星期三 Aug 30 2023 10:33
5 最小
Across the economy, ‘AI’ is the magic word inspiring bulls to scrape their feet and charge in a frenzied scramble. They can only hope that they are not charging towards the red – if the time lag between capability and expectation is too elongated there is a distinct possibility that the hype cycle will stutter abruptly in a dot-com-esque crash. Nevertheless, technology heavy-hitters like Google, Microsoft, Meta, and Palantir are all staking their claims alongside numerous venture capital firms. But as the dust rises, there's an uncertainty: who will strike the gold, and who will be left empty-handed?
Historically, the frontrunners of such technological revolutions have been the companies with vast resources at their disposal, be it data, computing power, cloud services, or, in this case, AI expertise. Lina Khan, Chair of the Federal Trade Commission, has voiced concerns regarding the monopoly of these resources by a select few, warning of the potential for even further market consolidation from incumbent multinationals.

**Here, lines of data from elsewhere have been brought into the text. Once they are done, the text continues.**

PR #8841, opened 2017-06-23
Server-side rendering revamp

benjamn:
To support server-side rendering of any kind, it would be ideal if there was a way for server code to inject rendered HTML into the boilerplate HTML generated by packages like `static-html`. Until now, that hasn't been possible, since the only mechanism for adding dynamic HTML to the initial HTTP response was to modify `request.dynamicHead` and/or `request.dynamicBody`.

With this new API, it should now be possible to register callbacks that (for example) parse `boilerplate.baseData.body`, find DOM nodes by `id`, render HTML fragments, inject the fragments into the DOM, and set `boilerplate.baseData.body` to the resulting HTML string.

I previously thought this would require changes to the `boilerplate-generator` package, and thus we had to wait for #8820 to be finished, but it turns out we can intercept `boilerplate.baseData` before calling `boilerplate.toHTML`, with only the changes in this PR.

I also took this opportunity to modernize the `webapp` package to use more ECMAScript 2015+ features, so it may be easier to review this PR commit-by-commit.

### DIFF
--- a/packages/webapp/package.js
+++ b/packages/webapp/package.js
@@ -1,6 +1,6 @@
 Package.describe({
   summary: "Serves a Meteor app over HTTP",
-  version: '1.3.16'
+  version: '1.3.17'
 });
 
 Npm.depends({connect: "2.30.2",
--- a/packages/webapp/package.js
+++ b/packages/webapp/package.js
@@ -30,15 +30,19 @@ Package.onUse(function (api) {
   // (browser-policy depends on webapp). So we don't explicitly depend in any
   // way on browser-policy here, but we use it when it is loaded, and it can be
   // loaded after webapp.
-  api.export(['WebApp', 'main', 'WebAppInternals'], 'server');
-  api.export(['WebApp'], 'client');
-  api.addFiles('webapp_server.js', 'server');
-  api.addFiles('webapp_client.js', 'client');
-  api.addFiles('webapp_cordova.js', 'web.cordova');
+  api.mainModule('webapp_server.js', 'server');
+  api.export('WebApp', 'server');
+  api.export('WebAppInternals', 'server');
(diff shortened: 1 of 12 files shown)


benjamn:
Should the callback be able to return a `Promise`? Is that feasible without using `Fiber`s to await the result synchronously?

zimme:
I guess `getBoilerplate()` would have to return a promise in that case also, so I guess we would have to use `Fiber`s or some promises to wait for all callbacks to resolve before sending it down the pipe?

packages/webapp/package.js
```diff
@@ -1,6 +1,6 @@
 Package.describe({
   summary: "Serves a Meteor app over HTTP",
-  version: '1.3.16'
+  version: '1.3.17'
 });
 
 Npm.depends({connect: "2.30.2",
```
hwillson: Not related to these changes, but we should really consider jumping to `connect` 3.x at some point.

benjamn:
@abernix @hwillson Should we go ahead and merge this into `release-1.5.1` and continue working/debugging there?

abernix:
@benjamn I think the failures are all related but not related to any of these actual PRs.  So, yes.

marcoschwartz:
Sounds like a great feature ! Does this apply to blaze or it's only for react ? Thx

msavin:
+1 - would love to see this working with Blaze, or even just Spacebars since we do not need the reactivity/etc.

rgnevashev:
this is a great feature... but:
1) How can I redirect inside the onPageLoad func? See react-router v4 SSR example
2) How can I obtain userId in my components on server side? My App depends on currentUser and I want obtain userId on server side and pass to my App entry point component...

PR #11576, opened 2021-08-09
Allow usage of http packages v1 and v2 in affected packages

### LINKED ISSUE #11575: Impossible to update to Meteor 2.3 because HTTP package's major version was incremented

Particularly when it comes to processing power, those without the right supply chains may find themselves without a paddle. Of course, this presents a competition issue but it is also something that investors will need to be cognisant of as they look for the next AI hidden gem.
Propelling AI to the forefront of the stock market this year, Nvidia and its recent astounding earnings announcement was enough to make a board room blush. The company's Q3 revenues reached an astonishing $13.5bn, shattering all expectations. Driven by the surging demand for AI, their revenues for the upcoming quarter are estimated at a whopping $16bn, marking a growth of 170%. The S&P 500's top performer this year, Nvidia's stock rose by 7.5%, adding about $87 billion in market value. The booming interest in artificial intelligence, especially following the introduction of OpenAI’s ChatGPT language-generation tool, has certainly made what feels like waves. However, it is very likely that these are merely ripples compared to the tsunamis to come. Businesses, both big and small, are recognizing the potential of AI and are channelling massive investments into computing infrastructure to harness its power.

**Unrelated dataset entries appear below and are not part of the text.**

PR #11579, opened 2021-08-11
Diff sequence 1.1.2 [Perf Improvements]

mvogttech:
Re-opening.

Local tests passed.


packages/ddp-server/livedata_server.js
```diff
@@ -1,5 +1,7 @@
 DDPServer = {};
 
+import { DiffSequence} from "../diff-sequence/diff"
```
StorytellerCZ, line 3: Since this is a different package, you will need to import it like you would in an app. Same in `packages/ddp-client/common/livedata_connection.js`. Also double check that the dependency is in `package.js`

StorytellerCZ (changes requested):
Looking good! Please don't forget to comment on any changes in `packages/diff-sequence/diff.js` for easier review. Thanks!

packages/ddp-server/livedata_server.js
mvogttech: Will do. Wrapping up these changes and final comments on the code. I will change it from a draft once ready for review.

Thanks!

mvogttech:
**Changes**

- Complete refactor of the functional component
- Replacement of heavy forEach array loops in favor of for...let loops where performance improvements are measured
- Removal of array.replace() in DiffSequence.diffQueryOrderedChanges() method in favor of unshift ([performance test](https://www.measurethat.net/Benchmarks/ShowResult/247776))
- Use of Map() in DiffSequence.makeChangedFields() method

mvogttech (commented):
Updated Package Imports

filipenevola:
@mvogttech, sorry for the huge delay.

As this PR is about performance, do you have the measures to show what are the improvements (with numbers comparing before and after) and in which code flows?

packages/diff-sequence/diff.js
```diff
@@ -1,287 +1,268 @@
...
+        },
+        rightOnly: function (key, value) {
+          fields.set(key, value);
+        },
+        both: function (key, leftValue, rightValue) {
+          if (!EJSON.equals(leftValue, rightValue))
+            fields.set(key, rightValue);
+        }
+      });
+      return Object.fromEntries(fields);
```
radekmie, line 254: Is this change performance-related? I can’t imagine how creating a `Map` instance and then transforming it into an object may be faster than creating the object straight away.

filipenevola:
As we don't have any evidence that these changes improve the performance and the PR aims to improve performance, we will close this PR. If we have pieces of evidence later, of course, we can reconsider this PR.

PR #11581, opened 2021-08-11
Release 2.2.3

StorytellerCZ:
Security release of Node with backports for Typescript and Babel updates.

Test it by running:
```
meteor update --release 2.2.3-rc.2
```


filipenevola (approved):
It's approved just double check if we are not introducing new changes that are not yet on 2.3.5. 

I don't think we are but a double check wouldn't hurt.

StorytellerCZ:
@filipenevola I have only backported Typescript and Babel upgrades all the way from 2.4 development. As per the linked issues.
Should I bump the affected packages for 2.3.5 or should publishing them here be enough. Now that I think about it, it might be better to bump them for 2.3.5 to be of a different version then they are here just to be sure due to the different Node versions and everything around it (or am I worrying too much?).

filipenevola:
> @filipenevola I have only backported Typescript and Babel upgrades all the way from 2.4 development. As per the linked issues.
> Should I bump the affected packages for 2.3.5 or should publishing them here be enough. Now that I think about it, it might be better to bump them for 2.3.5 to be of a different version then they are here just to be sure due to the different Node versions and everything around it (or am I worrying too much?).

If they were not changed in this release it's not necessary.

StorytellerCZ:
Alright then, let me get started on releasing this and another RC for 2.3.5...

PR #11582, opened 2021-08-11
email 2.2 improvements & fixes

StorytellerCZ:


packages/email/email.js
```diff
@@ -218,8 +218,11 @@ Email.send = function (options) {
   if (!send) return;
 
   const customTransport = Email.customTransport;
-  const transport = customTransport ? false : getTransport();
-  if (transport) {
+  if (customTransport) {
+    const packageSettings = Meteor.settings.packages?.email || {};
+    customTransport({ packageSettings, ...options });
+  } else if (Meteor.isProduction) {
```
filipenevola, line 224: Please avoid else's using return statements.

For example:
```js
if (x) {
  // doSomething();
  return;
}

if (y) {
  // doSomethingElse();
  return;
}

// doLastCase();
```

filipenevola (changes requested):
I've just asked one adjustment.

packages/email/email.js
StorytellerCZ: Fixed

filipenevola (approved):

As is often the case with the early stages of technology hype cycles, with valuations and investor confidence flying high, it may be difficult to temper expectations. One key consideration that will likely become an unavoidable stumbling block will be the rippling effects of China’s slowing economy. As the rest of the world struggles to temper inflationary pressures of a more robust post-pandemic consumer - China is battling with the opposite. Late August is seeing the superpower slip into deflationary territory for the first time since 2021. But what does this mean for AI and Nvidia’s bull run?

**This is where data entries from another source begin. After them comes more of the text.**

PR #11585, opened 2021-08-13
callback-hook add forEach iterator to follow the JS standard

StorytellerCZ:
Add `forEach` to the `callback-hook` so that it follows the naming standard for ES when it comes to looping. Retains `each` iterator for backward compatibility.

### DIFF
--- a/packages/callback-hook/hook.js
+++ b/packages/callback-hook/hook.js
@@ -94,7 +94,7 @@ export class Hook {
   // The iteration is stopped if the iterator function returns a falsy
   // value or throws an exception.
   //
-  each(iterator) {
+  forEach(iterator) {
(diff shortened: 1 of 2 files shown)


packages/callback-hook/hook.js
```diff
@@ -112,6 +112,10 @@ export class Hook {
       }
     }
   }
+
+  each(iterator) {
```
filipenevola, line 116: if you want to deprecate this it would be nice a jsdoc here saying that.

filipenevola (changes requested):

packages/callback-hook/hook.js
StorytellerCZ: Added, though it is a super soft deprecation and  don't plan on removing this any time soon.

filipenevola (approved):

Unfortunately, Nvidia's ties with China represent a significant chunk of its data centre business and bring in a new dimension of risk that some may not be accounting for. The Biden administration's focus on curbing China's access to critical technologies might restrict the sale of Nvidia's high-end chips. Regarding the potential for harsher restrictions on China’s global supply chains Bloomberg warns of downside risk that could spread across the entirety of the world economy. With global banks adjusting China's GDP growth to below 5% and household consumption on a downtrend, the ramifications for companies heavily invested in China will likely be severe. Giants like Apple, Starbucks, and Walmart, all of whom have substantial business in China, might soon feel the heat as well. With China's current economic turbulence, there’s a bit of an alarm going off in the background while investors dream of AI moonshots – will they abruptly wake to a nightmare? As companies and investors navigate this landscape, strategy, foresight, and adaptability will dictate who strikes gold and who gets left behind.
Although the same names keep stealing the limelight, the race to AI dominance isn't just about one company. Morgan Stanley has spotlighted the strong fundamentals for other AI contenders too. Among these, is Taiwan Semiconductor Manufacturing Company (TSMC).
TSMC, dubbed ‘the world’s most important company that you’ve never heard of’ by Time magazine, is one of the largest and most advanced semiconductor manufacturing foundries in the world. They specialize in producing cutting-edge chips for a wide range of clients, including companies like NVIDIA. NVIDIA contracts TSMC to manufacture the chips based on their designs. TSMC's advanced manufacturing technologies play a crucial role in enabling NVIDIA to create high-performance GPUs with smaller transistors, improved power efficiency, and better overall performance. In June NVIDIA’s Chief Executive Jensen Huang said the company feels "perfectly safe" about relying so much on chip powerhouse Taiwan for its manufacturing needs - which is not an advocacy to take lightly. However, as we saw in 2020, ramping demand and waning supply for chips can easily ripple across the economy. The geopolitical climate cannot be ignored either; as the tension between China and Taiwan continues to escalate, Nvidia's exposure to TSMC could become a factor of concern for investors.